Entre outras coisas, o documento diz que um eventual Brexit sem acordo pode provocar escassez de alimentos, bloqueios na importação de medicamentos por um período de até seis meses, aumento de preços penalizando sobretudo pessoas de baixa renda, filas de caminhões no Canal da Mancha, protestos de rua e conflitos entre militantes eurocéticos e europeístas.

O líder do Partido Trabalhista, Jeremy Corbyn, chamou o quadro de "alarmante" e acusou o primeiro-ministro Boris Johnson, que tenta levar o Reino Unido a um Brexit sem acordo, de expor os desfavorecidos aos riscos de um rompimento abrupto.

Já o secretário da Defesa britânico, Ben Wallace, afirmou que a hipótese desenhada pelo relatório não é uma previsão realista, mas sim um cenário "extremo". Michael Gove, responsável pelos preparativos para o Brexit, acrescentou que o documento é do início de agosto e que o governo vem tomando medidas para "mitigar" os riscos.
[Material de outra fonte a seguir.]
PR #1472, opened 2024-01-04
Firefly-1341: Enhanced EmeddedPositionSearchPanel for upload

kpuriIpac:
**[Firefly-1341](https://jira.ipac.caltech.edu/browse/FIREFLY-1341)**: 
**IRSA-IFE PR for Euclid**: https://github.com/IPAC-SW/irsa-ife/pull/303

- `UploadTableChooser` shows up and works with `EmbeddedPositionSearchPanel` (conditionally, because all components using EmbeddedPositionSearchPanel may not want an upload option, like Source Inspector in Euclid or some DCE tables)
- removed column selector for Euclid by passing in `uploadTable` flag (should change this name) to `UploadTableSelector` 
    - the flag enables showing column selector for an uploaded table on TAP, but not for Euclid (or other apps that call `UploadTableSelector` with this flag set to true) 

**Updates 1/31**:
- doing `dispatchTableSearch` on all table uploads and not going to results view directly. Made this work using initial approach suggested by @robyww. Important files to look at: `LayoutCntlr.js`, `HydraManager.js` and `FireflyViewerManager.js`
  - In LayoutCntlr.js, checking if the tbl_group of the uploaded table is main (as it's a different group for things like DataProduct layer, but we don't want to go to result view for those either) 
  - instead of `tbl?.request?.META_INFO?.UploadTable)` I would like to use @robyww's suggested `getBooleanMetaEntry`, but for some reason even when I call it with the correct table/tbl_id and MetaInfo keyword, it returned nothing (I'll try and fix this - only outstanding issue from my end before review feedback). 
- Added some conditional logic inside SearchPanel's `SearchForm` component based on @loitly's recommendation. This seems to work quite well. (for the `useFormPanel` call, look at `euclid.js` in the IFE PR). 
- @robyww the request object in RegionExplorer now has the `uploadInfo` object. (For some reason just `setUploadInfo` on the `uploadInfo` object did not work directly, so in `UploadTableChooser`, I made use of `register` (FieldGroupCtx) to add `uploadInfo` as part of `additionalParams` of the request object (similar to FileUpoadViewPanel). 
- Finally, an unrelated issue: 
  - **overlays** are still not showing up on Euclid when you upload a table (when I tested the uploads with DCE briefly, the overlays showed up as expected). 

**Test Build (updated 1/31 - some issue with the builds - will rebuild all three 2/1 morning):** 
  - Firefly: https://fireflydev.ipac.caltech.edu/firefly-1341-possearchpanelupload/firefly
  - Euclid: https://firefly-1341-possearchpanelupload.irsakudev.ipac.caltech.edu/applications/euclid
  - DCE: https://firefly-1341-possearchpanelupload.irsakudev.ipac.caltech.edu/irsaviewer/dce
- For **Firefly**, go to the TAP panel
    - upload a table form the Multi-Object popup panel (or multiple tables one after another)
    - `Load table` will now just close the popup but not go to the results view 
    - click on `Search` or `Cancel` and you should see this uploaded table in the results view 
    - click on search, and you should see the uploaded tables in the results view 
- For **Euclid**: 
   - In region explorer, click on **Multi-object** and attempt to upload a table (or multiple tables)
   - You should not see a column chooser here, and the position columns' collapsible panel should also be open by default
   - Click **Search** and you should see these upload tables in the results view 
- For **DCE**:
  - Make sure the search on DCE works as expected, and this work on EmbeddedPositionSearchPanel hasn't affected anything there

### DIFF
--- a/src/firefly/js/core/LayoutCntlr.js
+++ b/src/firefly/js/core/LayoutCntlr.js
@@ -8,15 +8,19 @@ import {get, isEqual, isEmpty, filter, pick, uniqBy} from 'lodash';
 import Enum from 'enum';
 import {flux} from './ReduxFlux';
 import {clone} from '../util/WebUtil.js';
-import {smartMerge, getActiveTableId} from '../tables/TableUtil.js';
+import {
+    smartMerge, getActiveTableId, getTblById, findGroupByTblId,
+} from '../tables/TableUtil.js';
 import {getDropDownNames} from '../ui/Menu.jsx';
-import ImagePlotCntlr, {IMAGE_PLOT_KEY, visRoot} from '../visualize/ImagePlotCntlr.js';
-import {TBL_RESULTS_ADDED, TBL_RESULTS_REMOVE, TABLE_REMOVE, TABLE_SPACE_PATH} from '../tables/TablesCntlr.js';
+import ImagePlotCntlr, {visRoot} from '../visualize/ImagePlotCntlr.js';
+import { TBL_RESULTS_ADDED, TBL_RESULTS_REMOVE, TABLE_REMOVE, TABLE_SPACE_PATH, TBL_RESULTS_ACTIVE, TABLE_LOADED
+} from '../tables/TablesCntlr.js';
 import {CHART_ADD, CHART_REMOVE, CHART_SPACE_PATH} from '../charts/ChartsCntlr.js';
 import {REPLACE_VIEWER_ITEMS} from '../visualize/MultiViewCntlr.js';
 import {REINIT_APP} from './AppDataCntlr.js';
 import {getDefaultChartProps} from '../charts/ChartUtil.js';
 import {getPlotViewAry} from 'firefly/visualize/PlotViewUtil.js';
+import {MetaConst} from 'firefly/data/MetaConst';
 
 export const LAYOUT_PATH = 'layout';
 
@@ -314,12 +318,26 @@ export function dropDownHandler(layoutInfo, action) {
     switch (action.type) {
         case CHART_ADD:
         case TBL_RESULTS_ADDED:
+        case TBL_RESULTS_ACTIVE:
+        case TABLE_LOADED:
+            const tbl_id= action.type === CHART_ADD ? action.payload.groupId : action.payload.tbl_id;
+            if (findGroupByTblId(tbl_id)!=='main' || getTblById(tbl_id)?.request?.META_INFO?.[MetaConst.UPLOAD_TABLE]) {
+                return layoutInfo;
+            }
+            return smartMerge(layoutInfo, {dropDown: {visible: false}});
         case REPLACE_VIEWER_ITEMS :
         case ImagePlotCntlr.PLOT_IMAGE :
             return smartMerge(layoutInfo, {dropDown: {visible: false}});
         case ImagePlotCntlr.PLOT_IMAGE_START :
-            const {useForSearchResults= true}= action.payload.pvOptions;
-            const visible= !useForSearchResults && layoutInfo.dropDown.visible;
+            const VISUALIZED_TABLE_IDS = action.payload.attributes.VISUALIZED_TABLE_IDS;
+            if (VISUALIZED_TABLE_IDS && VISUALIZED_TABLE_IDS.length > 0) {
+                const lastId = VISUALIZED_TABLE_IDS[VISUALIZED_TABLE_IDS.length - 1];
+                // Check if the last entry contains 'Upload_Tbl' - and return layoutInfo as is if it does
+                const containsUploadTbl = lastId.includes('Upload_Tbl');
+                if (containsUploadTbl) return layoutInfo;
+            }
+            const {useForSearchResults= true, useForCoverage}= action.payload.pvOptions;
+            const visible= (!useForCoverage && !useForSearchResults) && layoutInfo.dropDown.visible;
             return smartMerge(layoutInfo, {dropDown: {visible}});
         case CHART_REMOVE:
         case SHOW_DROPDOWN:
--- a/src/firefly/js/templates/fireflyviewer/FireflyViewerManager.js
+++ b/src/firefly/js/templates/fireflyviewer/FireflyViewerManager.js
@@ -7,12 +7,13 @@ import {filter} from 'lodash';
 import {getAppOptions} from '../../core/AppDataCntlr.js';
 
 import {LO_VIEW, SHOW_DROPDOWN, SET_LAYOUT_MODE, getLayouInfo, dispatchUpdateLayoutInfo, dropDownManager} from '../../core/LayoutCntlr.js';
-import {smartMerge} from '../../tables/TableUtil.js';
+import {getTblById, smartMerge} from '../../tables/TableUtil.js';
 import {TBL_RESULTS_ADDED, TABLE_LOADED, TABLE_REMOVE, TBL_RESULTS_ACTIVE, TBL_RESULTS_REMOVE} from '../../tables/TablesCntlr.js';
 import {CHART_ADD, CHART_REMOVE} from '../../charts/ChartsCntlr.js';
 
 import ImagePlotCntlr from '../../visualize/ImagePlotCntlr.js';
 import {REPLACE_VIEWER_ITEMS} from '../../visualize/MultiViewCntlr.js';
+import {MetaConst} from 'firefly/data/MetaConst';
 
 /**
  * this manager manages what main components get display on the screen.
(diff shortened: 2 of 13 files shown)


src/firefly/js/ui/UploadTableChooser.js
```diff
@@ -64,7 +69,19 @@ function uploadSubmit(request,setUploadInfo,defaultColsEnabled)  {
...
-    const uploadInfo = {serverFile, fileName, columns:columnsSelected, totalRows, fileSize, tableSource: UPLOAD_TBL_SOURCE};
+    const uploadInfo = {serverFile, fileName, columns:columnsSelected, totalRows, fileSize, tableSource: UPLOAD_TBL_SOURCE, tblCount};
+    //Todo: uploadInfo has tblCount ... but make fileName = fileName + tblCount?
+    tblCount++;
+
+    const META_INFO= {
+        [MetaConst.CATALOG_OVERLAY_TYPE]:'TRUE'
+    };
+    const options=  {META_INFO};
+    const tblReq = makeFileRequest(fileName, serverFile, null, options);
```
kpuriIpac, line 80: @robyww I'm adding the `META_INFO` for `CATALOG_OVERLAY_TYPE` here.

src/firefly/js/ui/dynamic/DynComponents.jsx
```diff
@@ -177,6 +177,7 @@ export function PositionAndPolyFieldEmbed({fieldDefAry, plotId, toolbarHelpId, i
                                        otherComponents, WrapperComponent}) {
 
     const polyType = findFieldDefType(fieldDefAry, POLYGON);
+    //const uploadType = findFieldDefType(fieldDefAry, UPLOAD);
     const posType = findFieldDefType(fieldDefAry, POINT) ?? findFieldDefType(fieldDefAry, POSITION);
```
kpuriIpac, line 181: @robyww following up on my slack question, this is what I meant. I don't think we'll get any upload info from the `fieldDefAry`, right? so is it safe to just set `useUpload = true` (see line 204) before the call to `EmbeddedPositionSearchPanel`?  that'll always give an option to upload a table in all of DCE...

src/firefly/js/templates/fireflyviewer/FireflyViewerManager.js
```diff
@@ -89,6 +89,12 @@ function onAnyAction(layoutInfo, action, views) {
         case CHART_ADD:
         case CHART_REMOVE:
         {
+            if (action.type === TBL_RESULTS_ADDED || action.type ===  TABLE_LOADED) {
+                const tbl = getTblById(action.payload.tbl_id);
+                if (tbl?.request?.META_INFO?.UploadTable) { //tbl?.tableMeta?.UploadTable
+                    return layoutInfo;
+                }
+            }
```
robyww, line 97: This is going to have to be in two or three of the templates, particularly hydra template

src/firefly/js/core/LayoutCntlr.js
```diff
@@ -316,6 +317,14 @@ export function dropDownHandler(layoutInfo, action) {
         case TBL_RESULTS_ADDED:
         case REPLACE_VIEWER_ITEMS :
         case ImagePlotCntlr.PLOT_IMAGE :
+            if (action.type === TBL_RESULTS_ADDED || action.type ===  TABLE_LOADED
+                || action.type === TBL_RESULTS_ACTIVE || action.type === CHART_ADD) {
+                //TODO: Review: is it okay to get tblId from gropupId when action.type is CHART_ADD?
+                const tbl = action.type === CHART_ADD ? getTblById(action.payload.groupId) : getTblById(action.payload.tbl_id);
+                if (tbl?.request?.META_INFO?.UploadTable) {
+                    return layoutInfo;
+                }
```
robyww, line 326: this code is not quite right. I think you should clean it up. You have an `if` inside a `case` which mostly should not happen. it should be another case. Also, some of the if `action.type === TBL_RESULTS_ACTIVE` and `action.type ===  TABLE_LOADED` can never be true because they are not part of the case.

src/firefly/js/ui/UploadTableSelector.jsx
```diff
@@ -0,0 +1,172 @@
+import PropTypes from 'prop-types';
+import {FieldGroupCtx} from 'firefly/ui/FieldGroup';
```
robyww, line 2: remember this file will have to be ported to JoyUI based on what was already done with `UploadTableSelector`

src/firefly/js/core/LayoutCntlr.js
```diff
@@ -316,6 +317,14 @@ export function dropDownHandler(layoutInfo, action) {
         case TBL_RESULTS_ADDED:
         case REPLACE_VIEWER_ITEMS :
         case ImagePlotCntlr.PLOT_IMAGE :
+            if (action.type === TBL_RESULTS_ADDED || action.type ===  TABLE_LOADED
+                || action.type === TBL_RESULTS_ACTIVE || action.type === CHART_ADD) {
+                //TODO: Review: is it okay to get tblId from gropupId when action.type is CHART_ADD?
+                const tbl = action.type === CHART_ADD ? getTblById(action.payload.groupId) : getTblById(action.payload.tbl_id);
+                if (tbl?.request?.META_INFO?.UploadTable) {
```
robyww, line 324: use TableUtil.js, `getBooleanMetaEntry`

src/firefly/js/ui/dynamic/EmbeddedPositionSearchPanel.jsx
```diff
@@ -1,16 +1,25 @@
...
+    CONE_AREA_OPTIONS,
+    CONE_AREA_OPTIONS_UPLOAD,
+    CONE_CHOICE_KEY,
+    POLY_CHOICE_KEY,
+    UPLOAD_CHOICE_KEY
+} from '../../visualize/ui/CommonUIKeys.js';
 import {HiPSTargetView} from '../../visualize/ui/TargetHiPSPanel.jsx';
 import {RadioGroupInputField} from '../RadioGroupInputField.jsx';
-import {useFieldGroupValue} from '../SimpleComponent.jsx';
+import {useFieldGroupValue, useFieldGroupWatch} from '../SimpleComponent.jsx';
```
robyww, line 13: `useFieldGroupWatch` is not used

src/firefly/js/ui/dynamic/EmbeddedPositionSearchPanel.jsx
```diff
@@ -70,28 +82,44 @@ export function EmbeddedPositionSearchPanel({
                                                 insetSpacial=true,
                                                 otherComponents= undefined,
                                                 usePosition= true,
+                                                useUpload = false,
                                                 usePolygon= true,
+                                                uploadTblReqs,
```
robyww, line 87: is `uploadTblReqs` this still necessary since the tables are already loaded?

robyww (commented):
This is the main comment. The other stuff is clean up

I don’t think you need `const [uploadTblReqs, setUploadTblReqs] = useState([]);` at all. Not passed to EmbeddedPositionSearchPanel.

The request will have an uploadInfo I think that is all you need.  you will need to modify upload into to include tbl_id

src/firefly/js/ui/UploadTableSelector.jsx
kpuriIpac: got it. this will be the main work then I suppose in the rebase after I merge this PR?

src/firefly/js/core/LayoutCntlr.js
```diff
@@ -314,10 +316,28 @@ export function dropDownHandler(layoutInfo, action) {
...
         case ImagePlotCntlr.PLOT_IMAGE_START :
+            const VISUALIZED_TABLE_IDS = action.payload.attributes.VISUALIZED_TABLE_IDS;
+            if (VISUALIZED_TABLE_IDS && VISUALIZED_TABLE_IDS.length > 0) {
+                const lastId = VISUALIZED_TABLE_IDS[VISUALIZED_TABLE_IDS.length - 1];
+                // Check if the last entry contains 'Upload_Tbl' - and return layoutInfo as is if it does
+                const containsUploadTbl = lastId.includes('Upload_Tbl');
+                if (containsUploadTbl) return layoutInfo;
+            }
             const {useForSearchResults= true}= action.payload.pvOptions;
             const visible= !useForSearchResults && layoutInfo.dropDown.visible;
```
robyww, line 342: This will not work in all cases but, these two lines are a slight modification of the existing code and fix an existing problem.
```js
const {useForSearchResults= true, useForCoverage}= action.payload.pvOptions;
const visible= (!useForCoverage && !useForSearchResults) && layoutInfo.dropDown.visible;
```

src/firefly/js/core/LayoutCntlr.js
```diff
@@ -314,10 +316,28 @@ export function dropDownHandler(layoutInfo, action) {
...
+        case TABLE_LOADED:
+            const tbl = action.type === CHART_ADD ? getTblById(action.payload.groupId) : getTblById(action.payload.tbl_id);
+            if (action.payload.options?.tbl_group !== 'main') {
+                return layoutInfo; //do not load results view if tbl group is not main
+            }
+            //Todo: const isUploadTbl= getBooleanMetaEntry(tbl, MetaConst.UPLOAD_TABLE, false);
+            if (tbl?.request?.META_INFO?.UploadTable) {
+                return layoutInfo;
+            }
+            return smartMerge(layoutInfo, {dropDown: {visible: false}});
```
robyww, line 329: I think this is cleaner
```js
const tbl_id= action.type === CHART_ADD ? action.payload.groupId : action.payload.tbl_id;
if (findGroupByTblId(tbl_id)!=='main' || getTblById(tbl_id)?.request?.META_INFO?.[MetaConst.UPLOAD_TABLE]) {
     return layoutInfo;
}
```

robyww (approved):
OK, do this clean up and I think it is ready to merge.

A oposição, no entanto, cobra a reabertura do Parlamento, que está em recesso forçado até 14 de outubro, a pedido de Johnson, que quis inviabilizar a aprovação de leis contra o Brexit. A Suprema Corte julgará um recurso contra a suspensão do Legislativo na próxima terça-feira (17).

A Câmara dos Comuns chegou a aprovar uma lei que obriga Johnson a pedir o adiamento da saída da União Europeia, marcada para 31 de outubro, mas o primeiro-ministro já disse que não pretende solicitar uma mudança de data a Bruxelas. (ANSA)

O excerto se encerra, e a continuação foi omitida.